PR #61, opened 2023-02-11
Fix a crash when `named_captures` called on new instance

okuramasafumi:
```ruby
StringScanner.new('foo').named_captures
```

This commit fixes a crash in the case above.

### DIFF
--- a/ext/strscan/strscan.c
+++ b/ext/strscan/strscan.c
@@ -1502,7 +1502,9 @@ strscan_named_captures(VALUE self)
     named_captures_data data;
     data.self = self;
     data.captures = rb_hash_new();
-    onig_foreach_name(RREGEXP_PTR(p->regex), named_captures_iter, &data);
+    if (!RB_NIL_P(p->regex)) {
+        onig_foreach_name(RREGEXP_PTR(p->regex), named_captures_iter, &data);
+    }
 
     return data.captures;
 }
--- a/ext/jruby/org/jruby/ext/strscan/RubyStringScanner.java
+++ b/ext/jruby/org/jruby/ext/strscan/RubyStringScanner.java
@@ -829,6 +829,8 @@ public class RubyStringScanner extends RubyObject {
 
         RubyHash captures = RubyHash.newHash(runtime);
 
+        if (pattern == null) return captures;
+
         Iterator<NameEntry> nameEntryIterator = pattern.namedBackrefIterator();
 
         while (nameEntryIterator.hasNext()) {
--- a/test/strscan/test_stringscanner.rb
+++ b/test/strscan/test_stringscanner.rb
@@ -775,6 +775,7 @@ module StringScannerTests
   def test_named_captures
     omit("not implemented on TruffleRuby") if ["truffleruby"].include?(RUBY_ENGINE)
     scan = StringScanner.new("foobarbaz")
+    assert_equal({}, scan.named_captures)
     assert_equal(9, scan.match?(/(?<f>foo)(?<r>bar)(?<z>baz)/))
     assert_equal({"f" => "foo", "r" => "bar", "z" => "baz"}, scan.named_captures)
   end


okuramasafumi:
CI fails since a new test case for crash was added.

ext/strscan/strscan.c
```diff
@@ -1502,7 +1502,9 @@ strscan_named_captures(VALUE self)
     named_captures_data data;
     data.self = self;
     data.captures = rb_hash_new();
-    onig_foreach_name(RREGEXP_PTR(p->regex), named_captures_iter, &data);
+    if (p->regex != Qnil) {
```
kou, line 1505:
```suggestion
    if (!RB_NIL_P(p->regex)) {
```

kou (commented):
Could you also add a `NULL` check to the implementation.

The CI job failures show that installed strscan gem isn't used (Ruby's strscan is used)...

okuramasafumi:
@kou Thank you, I've fixed it.
https://github.com/ruby/strscan/blob/master/.github/workflows/ci.yml#L62
This line specifies Ruby version as 3.1, but should we add 3.2 to avoid CI failures?

kou:
> Could you also add a `NULL` check to the implementation.

Oh, sorry. I wanted to say "Could you also add a `NULL` check to the JRuby implementation?"

> https://github.com/ruby/strscan/blob/master/.github/workflows/ci.yml#L62
> This line specifies Ruby version as 3.1, but should we add 3.2 to avoid CI failures?

It's better but it's not related to the CI failures.

okuramasafumi:
@kou OK, so I changed JRuby version as well and `run-test` to use locally installed version. I'm not sure if these fixes are ideal but CI now passes. Could you check it, thanks!

run-test.rb
```diff
@@ -1,5 +1,6 @@
 #!/usr/bin/env ruby
 
+require "bundler/setup"
```
kou, line 3: If we add this, we always use local strscan not strscan gem.

https://github.com/ruby/strscan/actions/runs/4160453753/jobs/7197443977#step:11:5

```text
Loaded strscan from /home/runner/work/strscan/strscan/lib/strscan.so
Gem from /home/runner/work/strscan/strscan
```

We should use strscan gem like https://github.com/ruby/strscan/actions/runs/4134931150/jobs/7146703286#step:11:5 :

```text
Loaded strscan from /opt/hostedtoolcache/Ruby/3.1.3/x64/lib/ruby/gems/3.1.0/gems/strscan-3.0.7/lib/strscan.so
Gem from /opt/hostedtoolcache/Ruby/3.1.3/x64/lib/ruby/gems/3.1.0/gems/strscan-3.0.7
```

okuramasafumi: I see, I reverted that change with force push.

= = = =

* [Assigned task]: Word for word, give the material above a second time.

* [Finished task]:
PR #61, opened 2023-02-11
Fix a crash when `named_captures` called on new instance

okuramasafumi:
```ruby
StringScanner.new('foo').named_captures
```

This commit fixes a crash in the case above.

### DIFF
--- a/ext/strscan/strscan.c
+++ b/ext/strscan/strscan.c
@@ -1502,7 +1502,9 @@ strscan_named_captures(VALUE self)
     named_captures_data data;
     data.self = self;
     data.captures = rb_hash_new();
-    onig_foreach_name(RREGEXP_PTR(p->regex), named_captures_iter, &data);
+    if (!RB_NIL_P(p->regex)) {
+        onig_foreach_name(RREGEXP_PTR(p->regex), named_captures_iter, &data);
+    }
 
     return data.captures;
 }
--- a/ext/jruby/org/jruby/ext/strscan/RubyStringScanner.java
+++ b/ext/jruby/org/jruby/ext/strscan/RubyStringScanner.java
@@ -829,6 +829,8 @@ public class RubyStringScanner extends RubyObject {
 
         RubyHash captures = RubyHash.newHash(runtime);
 
+        if (pattern == null) return captures;
+
         Iterator<NameEntry> nameEntryIterator = pattern.namedBackrefIterator();
 
         while (nameEntryIterator.hasNext()) {
--- a/test/strscan/test_stringscanner.rb
+++ b/test/strscan/test_stringscanner.rb
@@ -775,6 +775,7 @@ module StringScannerTests
   def test_named_captures
     omit("not implemented on TruffleRuby") if ["truffleruby"].include?(RUBY_ENGINE)
     scan = StringScanner.new("foobarbaz")
+    assert_equal({}, scan.named_captures)
     assert_equal(9, scan.match?(/(?<f>foo)(?<r>bar)(?<z>baz)/))
     assert_equal({"f" => "foo", "r" => "bar", "z" => "baz"}, scan.named_captures)
   end


okuramasafumi:
CI fails since a new test case for crash was added.

ext/strscan/strscan.c
```diff
@@ -1502,7 +1502,9 @@ strscan_named_captures(VALUE self)
     named_captures_data data;
     data.self = self;
     data.captures = rb_hash_new();
-    onig_foreach_name(RREGEXP_PTR(p->regex), named_captures_iter, &data);
+    if (p->regex != Qnil) {
```
kou, line 1505:
```suggestion
    if (!RB_NIL_P(p->regex)) {
```

kou (commented):
Could you also add a `NULL` check to the implementation.

The CI job failures show that installed strscan gem isn't used (Ruby's strscan is used)...

okuramasafumi:
@kou Thank you, I've fixed it.
https://github.com/ruby/strscan/blob/master/.github/workflows/ci.yml#L62
This line specifies Ruby version as 3.1, but should we add 3.2 to avoid CI failures?

kou:
> Could you also add a `NULL` check to the implementation.

Oh, sorry. I wanted to say "Could you also add a `NULL` check to the JRuby implementation?"

> https://github.com/ruby/strscan/blob/master/.github/workflows/ci.yml#L62
> This line specifies Ruby version as 3.1, but should we add 3.2 to avoid CI failures?

It's better but it's not related to the CI failures.

okuramasafumi:
@kou OK, so I changed JRuby version as well and `run-test` to use locally installed version. I'm not sure if these fixes are ideal but CI now passes. Could you check it, thanks!

run-test.rb
```diff
@@ -1,5 +1,6 @@
 #!/usr/bin/env ruby
 
+require "bundler/setup"
```
kou, line 3: If we add this, we always use local strscan not strscan gem.

https://github.com/ruby/strscan/actions/runs/4160453753/jobs/7197443977#step:11:5

```text
Loaded strscan from /home/runner/work/strscan/strscan/lib/strscan.so
Gem from /home/runner/work/strscan/strscan
```

We should use strscan gem like https://github.com/ruby/strscan/actions/runs/4134931150/jobs/7146703286#step:11:5 :

```text
Loaded strscan from /opt/hostedtoolcache/Ruby/3.1.3/x64/lib/ruby/gems/3.1.0/gems/strscan-3.0.7/lib/strscan.so
Gem from /opt/hostedtoolcache/Ruby/3.1.3/x64/lib/ruby/gems/3.1.0/gems/strscan-3.0.7
```

okuramasafumi: I see, I reverted that change with force push.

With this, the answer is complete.